Enough cocaine to knock out a drug-sniffing dog has been found in smears taken from the walls of the German Parliament according to the German television investigative programme, Akte 2000. John Howard reports.

A report suggesting habitual consumption of cocaine in the German federal Parliament buildings has sent waves through German political circles yesterday.

Commercial television station SAT.1 set off the investigation Wednesday, when it reported that it had taken smear samples from the surfaces of 28 of Parliament's toilets, which were then sealed and sent to the Nuremberg Institute for Biomedicine and Pharmaceutical Research.

Of the 28 samples, 22 tested positive for cocaine said SAT.1

A spokeswoman for the Bundestag, the lower House of Parliament, reacted by describing the report as an "unbelievable story" but said it would have to be checked out, while the Berlin prosecutor's office said it would be asking for the documents in the case.

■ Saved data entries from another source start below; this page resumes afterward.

PR #248, opened 2021-07-02
247 extend version

idruzhitskiy:


idruzhitskiy:
Requires https://github.com/qoollo/pearl/pull/107

bob-apps/bin/bobd.rs
```diff
@@ -102,7 +105,16 @@ fn spawn_signal_handler(
 
 fn get_matches<'a>() -> ArgMatches<'a> {
     App::new(env!("CARGO_PKG_NAME"))
-        .version(env!("CARGO_PKG_VERSION"))
+        .version(
```
pyakushin, line 108: I think it's better to use other arg/subcommand instead of version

The speaker, Wolgang Thierse, told German radio, " If there is anything in this accusation then that is a clear offence and the state prosecutor's office must deal with it."

According to SAT.1, the samples that tested positive came exclusively from washrooms not open to visitors, although they were open to Parliamentary staff, journalists and other people invited by MP's.

In their probe of cocaine use in Germany investigators for the SAT 1 Atke 2000 programme also found traces of cocaine in the regional Parliament building, a top class hotel and the stock exchange.

The cover story of the news weekly Der Speigal this week is, "The Cocaine Society."